C++ reverse engineering is an uncommon skill and topic. The few writeups on C++ binaries that exist are usually light on details. Roughly every year since the late 1990s, a handful of scattered tutorials are published on virtual functions, inheritance, exception handling, and/or the standard template library (STL). However, since important parts of C++ are not standardized, and hence are implemented differently between compilers and platforms, these publications generally age poorly. No cohesive, comprehensive materials on C++ reverse engineering have emerged in public.

C++ is a huge, complex, and rapidly-evolving language with unique features. Former C++ programmers who return after a hiatus struggle to reacclimate themselves to major features introduced in the meantime. Owing to its complexity and its limitations, hobbyists tend to choose languages other than C++. Owing to its niche specialization to high-performance applications, and its rapid evolution, few programmers who are not employed professionally as C++ developers can justify the time investment of keeping up to date with the language.

Course Philosophy

Binary Literacy 1, the predecessor to this class, contained a module on C++. However, every time we taught the material, we found that students -- even the ones most excited to learn about C++ -- struggled with it. Upon discussion and reflection, the fundamental issue was that students were generally unfamiliar with C++ as a language, and particularly, how C++ programmers use its features to develop real software. A student who doesn't understand why programmers use virtual functions or templates, or what role multiple inheritance plays in software design, has little use for details of their implementation; they will struggle when encountering these constructs in binaries. These observations lead to the design philosophy for this course. Students are not assumed to be have experience programming in C++.

Most features of C++ that are not in C came about because of common situations in software development for which C offered poor solutions. For every feature of C++ that we cover, we discuss the limitations of C that lead to the introduction of those C++ features, and we show examples of using them in the course of developing real software. Our blog entry about STL template type reconstruction shows an example of this educational approach.

Course Syllabus

Most of the binaries, and the primary coverage, shall be drawn from Microsoft Visual C++ binaries compiled for Windows. Where other platforms or compilers differ substantially (such as for virtual function tables and multiple inheritance), we shall discuss those differences.

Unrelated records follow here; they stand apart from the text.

PR #264, opened 2022-02-09
Bump go-tpm version

jkl73:
Some breaking changes in the go-tpm

https://github.com/google/go-tpm/pull/237
An addition return parameter in PolicySecret()
https://github.com/google/go-tpm/pull/235
Certify() now returns raw TPMT_SIGNATURE, so no need to pack it.


josephlr (approved):
These changes make sense given the two breaking changes in go-tpm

  • Elements of software design in C

    • Modularity
    • Encapsulation
    • Access control
  • Structures

    • Their role in software design
    • Alignment
    • How structure accesses are compiled
    • Passing and returning structures by value
    • Compiler optimizations involving structures
    • Structure reconstruction
  • Classes

    • The limitations of structures
    • Access control
    • Class methods and __thiscall
    • Resource management
    • Global, local, and dynamic storage
    • Constructors and destructors
  • Miscellaneous topics in C++

    • References vs. pointers
    • Name mangling
    • Namespaces
    • Operator overloading
  • Inheritance

    • Motivation from C programming
    • Implementation in C++
    • Inheritance as a data structure design technique
    • Comparison with other programming languages
    • Discovering inheritance relationships
  • Virtual functions

    • How function pointers are used in C programming
    • Virtual functions as an improvement upon function pointers
    • Implementation via virtual tables
    • Reconstructing VTables, resolving virtual functions
  • Multiple inheritance

    • Motivation
    • Similarities with single inheritance
    • Differences with single inheritance
    • Dealing with multiple inheritance in Hex-Rays' type system

Course Limitations

As discussed above, C++ is a huge language and gains new features every few years. A week-long class is not enough to cover even all common features of C++ circa 2003, let alone in the 2020s.

Also as discussed, the goal of the course is to deeply instill students with specific practical skills to use when reverse engineering C++ binaries. Therefore, we opted to cover the most common features in real-world binaries rather than sacrifice time for the core material on superficial treatment of other features.

Therefore, the material on C++ templates and the STL has been removed, and we will not cover exception handling or virtual inheritance. As for more modern features, if they are not listed in the syllabus above, they will not be covered. Perhaps the future holds a Binary Literacy 3 to cover additional topics.